El espíritu de la Revolución para la Educación.

por | Oct 22, 2021 | Opinión | 0 Comentarios

Una de las preocupaciones de la Revolución del 44 se fundo en la calidad del conocimiento y de llegar a niveles excelsos el pensamiento, fundados en un análisis profundo y crítico de la institución educativa “Escuela” sobre su razón de ser, revisando el currículo, la infraestructura gruesa y liviana, la gestión y la labor docente determinaron la urgencia de actualizar la forma de enseñar y aprender. 

Adelantados a la época, desearon impulsar el pensamiento crítico y creativo, pensamiento que se complementan y comparten muchos atributos. El pensamiento crítico forma parte de las capacidades intelectuales superiores del estudiantado: análisis, síntesis, conceptualización, manejo de información, pensamiento sistémico, pensamiento crítico, investigativo y metacognitivo. 

La enseñanza del pensamiento crítico pretendía que se tuviera dominio sobre sobre un repertorio amplio de conocimientos organizados y ventajosos para tomar decisiones y solucionar problemas. La actitud del estudiantado estría encaminada a la búsqueda de pruebas que apoyarán los argumentos, despertar en el estudiantado el deseo de estar bien informado, de estar mentalmente abierto, de adoptar y cambiar una posición cuando tuviera evidencias y razones, de ser sensible al conocimiento y nivel intelectual.   

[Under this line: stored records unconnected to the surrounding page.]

Issue #85, opened 2026-07-21
Fix random failue on langtools jtreg cases


Cruise20:
Reproducible case: `test/langtools/jdk/jshell/ToolRetainTest.java`

PR #86, opened 2026-07-21
fix: Fold constant addrspacecast of a null

Cruise20:
## Related issue(s):

issue #85


wazlyqa:
Maybe we do not need to change ExpandNarrowOopCast for this.

I think we can avoid generating this IR in the first place. All Jeandle AS1 <-> AS3 oop casts should go through a helper, e.g. `createCompressedOopCast/createNarrowOopCast`. The helper can special-case `ConstantPointerNull` and directly return a null pointer in the destination address space, instead of calling `IRBuilder::CreateAddrSpaceCast` and producing a `ConstantExpr` addrspacecast(null).

This keeps `ExpandNarrowOopCast` focused on lowering real `AddrSpaceCastInsts`, and makes the null behavior explicit at the Jeandle cast creation site.

taofengliu (approved):

PR #87, opened 2026-07-24
fix: typeIntersect drops Exact on equal-klass intersection

taofengliu:
## Problem
  jeandle::typeIntersect silently discards one operand's Exact flag when the two constraints share the same positive 

```
klass:
     
  typeIntersect({Klass: Animal, Exact: false}, {Klass: Animal, Exact: true})
    → currently: {Klass: Animal, Exact: false}   ❌
    → expected:  {Klass: Animal, Exact: true}    ✓
```

## Root cause

  typeIntersect selects the more specific positive klass using the reflexive IsSubtype query (JavaType.cpp):

```
  if (CB->IsSubtype(A.Klass, B.Klass)) {   // reflexive: TRUE when A.Klass == B.Klass
    Result.Klass = A.Klass;
    Result.Exact = A.Exact;                 // ← ignores B.Exact
  } else if (CB->IsSubtype(B.Klass, A.Klass)) {
    Result.Klass = B.Klass;
    Result.Exact = B.Exact;
  }
```

  IsSubtype is reflexive — K->is_subtype_of(K) returns true (HotSpot Klass::is_subtype_of). So when A.Klass == B.Klass, the first branch is always taken and Result.Exact copies only A.Exact;
  B.Exact is lost.

  Why ||: intersection means both constraints hold simultaneously, and Exact=true is the stricter claim ("the value is exactly this class, not a subclass"). If either operand is exact, the
  intersection is exact. This is the dual of typeUnion, which correctly uses A.Exact && B.Exact for the equal case (a union is exact only when both sources are exact).

## Impact

  A precision bug, not a miscompile — it errs toward the looser, sound type — but it causes downstream consumers to miss optimizations. CHADevirtualization forwards ReceiverType.Exact into
  GetCHAOptInfo (CHADevirtualization.cpp); a dropped Exact weakens or defeats devirtualization.

## Fix

  Handle the equal-klass case explicitly before the subtype checks (this also avoids a VM callback in the common case):

```
  if (A.isKnown() && B.isKnown()) {
    const VMCallbacks *CB = getVMCallbacks();
    assert(CB && CB->IsSubtype && "VMCallbacks must be set");
    if (A.Klass == B.Klass) {
      // Equal klass: Exact is conjunctive — the stricter (exact) claim wins.
      Result.Klass = A.Klass;
      Result.Exact = A.Exact || B.Exact;
    } else if (CB->IsSubtype(A.Klass, B.Klass)) {
      Result.Klass = A.Klass;
      Result.Exact = A.Exact;
    } else if (CB->IsSubtype(B.Klass, A.Klass)) {
      Result.Klass = B.Klass;
      Result.Exact = B.Exact;
    }
  }
```

  The strict-subtype branches are unchanged and already correct: the more-specific klass determines Exact; a supertype-side Exact=true would be contradictory/dead and is correctly ignored.

### DIFF
--- a/llvm/lib/IR/Jeandle/JavaType.cpp
+++ b/llvm/lib/IR/Jeandle/JavaType.cpp
@@ -285,7 +285,15 @@ JavaType jeandle::typeIntersect(JavaType A, JavaType B) {
   if (A.isKnown() && B.isKnown()) {
     const VMCallbacks *CB = getVMCallbacks();
     assert(CB && CB->IsSubtype && "VMCallbacks must be set");
-    if (CB->IsSubtype(A.Klass, B.Klass)) {
+    if (A.Klass == B.Klass) {
+      // Equal klass: Exact is conjunctive. Exact=true is the stricter claim
+      // ("value is exactly this class"), so if either operand is exact the
+      // intersection is exact. IsSubtype is reflexive, so without this case
+      // the first branch below would win and silently drop the other side's
+      // Exact. (Dual of typeUnion's A.Exact && B.Exact for the equal case.)
+      Result.Klass = A.Klass;
+      Result.Exact = A.Exact || B.Exact;
+    } else if (CB->IsSubtype(A.Klass, B.Klass)) {
       Result.Klass = A.Klass;
       Result.Exact = A.Exact;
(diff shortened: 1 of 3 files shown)


minchao1024 (approved):
Looks good.

PR #90, opened 2026-07-27
feat: Support cha for MethodHandle intrinsic.

stevenJOJO129:
## Related issue(s):

[issue #468 in jeandle-jdk](https://github.com/jeandle/jeandle-jdk/issues/468)

1. Support MethodHandle's intrinsic CHA optimization. Make MethodHandle invoke inline possible in constant target situation.


llvm/lib/Transforms/Jeandle/CHADevirtualization.cpp
```diff
@@ -158,13 +436,17 @@ PreservedAnalyses CHADevirtualization::run(Function &F,
   Module *M = F.getParent();
   if (!M->getNamedMetadata(jeandle::Metadata::JavaMethodCompilation))
     return PreservedAnalyses::all();
+  if (F.hasAvailableExternallyLinkage())
+    return PreservedAnalyses::all();
```
taofengliu, line 488: Use `isRootJavaMethodFunction` in jeandle-llvm/llvm/include/llvm/IR/Jeandle/JeandleUtils.h

llvm/lib/IR/Jeandle/JavaType.cpp
```diff
@@ -1084,6 +1096,23 @@ static JavaType getJavaTypeImpl(Value *V, DominatorTree &DT,
...
+    if (isJavaTypeAssumeCall(CB) && Context) {
+      JavaType Input =
+          getJavaTypeImpl(CB->getArgOperand(0), DT, Context, Visited, DestBB);
+      JavaType Assumed = getCallRetJavaType(CB);
+      JavaType Result = typeIntersect(Input, Assumed);
+      JavaType Sharpened = sharpenFromDominators(V, Context, DT, DestBB);
+      Result = typeIntersect(Result, Sharpened);
+      return Result;
+    }
+  }
```
taofengliu: The queried value may not be a direct call to jeandle.assume_java_type; it could instead be a phi node, a select instruction, or some other value derived from a call to jeandle.assume_java_type. 

If we encounter such cases, we will not use the input to of jeandle.assume_java_type to refine the type in a context-sensitive type query, which is problematic. Given the current usage of call jeandle.assume_java_type, I think it is better not to handle this case at all, whether the queried value is a direct call to jeandle.assume_java_type or a phi, select, or other instruction derived from it. This will not affect the effectiveness of the current optimizations.

llvm/lib/Transforms/Jeandle/CHADevirtualization.cpp
```diff
@@ -77,25 +86,282 @@ void updateStaticOptVirtualCallAttrs(InvokeInst &CB, int PatchSize) {
...
+      .DefaultUnreachable("Should not reach here.");
+}
+
+InvokeInst *optimizeMhIntrinsic(InvokeInst &CB, Function &F, DominatorTree &DT,
+                                DomTreeUpdater &DTU,
+                                const jeandle::VMCallbacks &Callbacks,
+                                uintptr_t Caller,
+                                const StringRef &IntrinsicName) {
+  assert(IntrinsicName != "_invokeBasic" &&
+         "_invokeBaisc is treated in normal path.");
```
taofengliu:
```suggestion
         "_invokeBasic is treated in normal path.");
```

taofengliu (commented):
Break the code into sections and add some comments.

taofengliu (commented):
Break the code into sections and add some comments.

llvm/lib/IR/Jeandle/JavaType.cpp
stevenJOJO129: Delete related codes, remain unchanged.

llvm/lib/Transforms/Jeandle/CHADevirtualization.cpp
stevenJOJO129: changed.

llvm/include/llvm/IR/Jeandle/Attributes.h
```diff
@@ -46,7 +46,13 @@ class Attribute {
 
   static constexpr const char *DeclaredHolder = "declared-holder";
 
+  static constexpr const char *MhIntrinsicName = "mh-intrinsic-name";
+
   static constexpr const char *MonomorphicTarget = "monomorphic-target";
+
+  /// Marks a call argument that remains live for the HotSpot runtime ABI even
+  /// when the visible LLVM callee does not use the corresponding parameter.
+  static constexpr const char *RuntimeLive = "runtime-live";
```
taofengliu: Why we need this? It has no reader.

llvm/include/llvm/IR/Jeandle/JeandleUtils.h
```diff
@@ -18,12 +18,15 @@
...
 #include "llvm/IR/Module.h"
 #include "llvm/IR/Type.h"
+#include "llvm/Support/Debug.h"
 #include "llvm/Support/ErrorHandling.h"
 #include "llvm/Support/raw_ostream.h"
 
 #include <optional>
 #include <string>
 
+#define DEBUG_TYPE "jeandle-utils"
```
taofengliu: Don't define debug type in a header file. This will lead to redefined macros.

llvm/include/llvm/IR/Jeandle/Attributes.h
stevenJOJO129: In new version code, this is used by DAE pass to avoid receiver marked as poison.

llvm/include/llvm/IR/Jeandle/JeandleUtils.h
stevenJOJO129: Delete this line.

llvm/lib/Transforms/Jeandle/CHADevirtualization.cpp
```diff
@@ -77,25 +78,330 @@ void updateStaticOptVirtualCallAttrs(InvokeInst &CB, int PatchSize) {
...
+    DestKind = jeandle::StaticCall;
+    PatchSize =
+        getPatchSize(CB.getModule(), jeandle::Metadata::StaticCallPatchSize);
+  }
+
+  // Do not commit any speculative type assumptions unless all arguments were
+  // compatible and the VM accepted the new call-site representation.
+  if (!NarrowSuccess ||
+      !Callbacks.UpdateCallSite(static_cast<int64_t>(Id), DestKind,
+                                true, CHAOptInfo.Method)) {
```
taofengliu:
```suggestion
      !Callbacks.UpdateCallSite(static_cast<int64_t>(Id), DestKind, true,
                                CHAOptInfo.Method)) {
```

taofengliu (dismissed):

taofengliu (approved):

PR #92, opened 2026-07-30
feat: support structured VM callback values

xiejf2020:

Extend Jeandle VM callbacks with structured, replayable values.

This adds `Tuple` for statically shaped heterogeneous values and `Array` for dynamically sized homogeneous values. Both are recursively composable from existing callback value types. The callback log now records tuples as `(...)` and arrays as `[...]`, with escaped string literals, so record/replay can preserve the full value tree.

As an initial migration, `GetConstantFieldValue` and `GetConstantFieldInfo` are consolidated into `GetConstantField`, which returns `(BasicType, rawValue)`. This keeps related constant-field information atomic in record/replay and demonstrates the intended tuple-return callback pattern.

The change also adds codec, log round-trip, and record/replay coverage for structured values.


llvm/lib/Transforms/Jeandle/CHADevirtualization.cpp
```diff
@@ -58,6 +59,49 @@ using jeandle::JavaType;
 
 namespace {
 
+// Named view of the tuple returned across the replayable VM callback boundary.
+// ConstraintOrHolder bit 0 distinguishes MethodHandle target information from
+// regular Java invoke information.
+struct CHAOptInfo {
```
taofengliu: We can keep this in the header file and make jeandle-jdk's `jeandleVMCallback.cpp` use this, avoiding discrepancies that may arise from repeated definitions

xiejf2020: fixed

taofengliu (approved):

PR #95, opened 2026-08-04
enhance: add constant folding for oop, mirror, and Klass metadata

rcjhd:
## Related issue(s):

issue https://github.com/jeandle/jeandle-jdk/issues/574

Enhances LLVM constant field folding to resolve:

  - Constant oop to Klass
  - Constant Class mirror to Klass
  - Constant Klass to layout_helper

  This enables further constant propagation and downstream optimizations that depend on precise HotSpot type metadata.

### DIFF
--- a/llvm/lib/Transforms/Jeandle/ConstantFieldFolding.cpp
+++ b/llvm/lib/Transforms/Jeandle/ConstantFieldFolding.cpp
@@ -314,20 +314,6 @@ matchFieldLoad(LoadInst *LI, const DenseMap<Value *, int> &ConstOops,
   return FieldLoadMatch{LI, ImmediateGEP, *BaseId, OffsetVal};
 }
 
-std::optional<uintptr_t> getConstantKlassPointer(Value *V) {
-  V = V->stripPointerCasts();
-  if (auto *CE = dyn_cast<ConstantExpr>(V)) {
-    if (CE->getOpcode() != Instruction::IntToPtr || CE->getNumOperands() != 1)
-      return std::nullopt;
-    if (auto *CI = dyn_cast<ConstantInt>(CE->getOperand(0)))
-      return static_cast<uintptr_t>(CI->getZExtValue());
-    return std::nullopt;
-  }
-  if (auto *CI = dyn_cast<ConstantInt>(V))
-    return static_cast<uintptr_t>(CI->getZExtValue());
-  return std::nullopt;
-}
-
 Constant *klassPointerConstant(LLVMContext &Ctx, Type *Ty, uintptr_t Klass) {
   if (Klass == 0 || !Ty->isPointerTy())
     return nullptr;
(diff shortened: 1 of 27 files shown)


llvm/lib/Transforms/Jeandle/ConstantFieldFolding.cpp
```diff
@@ -302,6 +314,192 @@ matchFieldLoad(LoadInst *LI, const DenseMap<Value *, int> &ConstOops,
   return FieldLoadMatch{LI, ImmediateGEP, *BaseId, OffsetVal};
 }
 
+std::optional<uintptr_t> getConstantKlassPointer(Value *V) {
```
taofengliu: Delete this function. We can use `jeandle::extractKlassConstant` int JavaType.h

llvm/lib/Transforms/Jeandle/ConstantFieldFolding.cpp
```diff
@@ -302,6 +314,192 @@ matchFieldLoad(LoadInst *LI, const DenseMap<Value *, int> &ConstOops,
...
+      klassPointerConstant(CI->getContext(), CI->getType(), Klass);
+  if (!KlassConstant)
+    return false;
+
+  CI->replaceAllUsesWith(KlassConstant);
+  CI->eraseFromParent();
+  return true;
+}
+
+bool foldLoadMirrorKlassCall(CallInst *CI, const jeandle::VMCallbacks &CB,
```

El desarrollo de la creatividad se encaminaba a desarrollar en el estudiantado el pensamiento creativo, cuyo objetivo era realizar trabajos originales. Generando ideas nuevas, desarrollar la imaginación, habilidades esenciales para la solución de problemas. Lo fundamental se constituyó en contextualizar los contenidos curriculares, en crear analogías y metáforas, pensamiento abstracto y simbólico.

Se asomaba un proceso de cambio en la definición de los objetivos educativos, activando el conocimiento del entorno del estudiantado, el procesamiento de trabajo consistía en el aprendizaje por descubrimiento y no por imposición, con diálogos y debates profesor-estudiantes, estudiantes-estudiantes, identificando ideas previas del estudiante, exponer hechos, analizar documentos, representación, exposición y opiniones relevantes. Desarrollo cognitivo favoreciendo la reflexión sobre su propio pensamiento. 

El profesor-tutor-mediador del aprendizaje, transmitía intencionalmente las experiencias del contexto, social, cultural, político y económico, despertando en el estudiantado el interés por aprender y descubrir lo que sucedía en el medio. Desarrollaba las habilidades de pensamiento cognitivo, metacognitivo, facilitaba la motivación intrínseca comprobando si se alcanzaron los objetivos. 

El clima en el aula era democrático y flexible, compartiendo una visión común sobre el país, trabajo cooperativo para el logro conjunto de los objetivos, el estudiante constructor de sus propios aprendizajes, clave para favorecer el autoconcepto y la autoestima, minimizando la importancia de los errores, la exclusión, la discriminación y racismo. 

“Nada cambiara, sino cambia la educación”.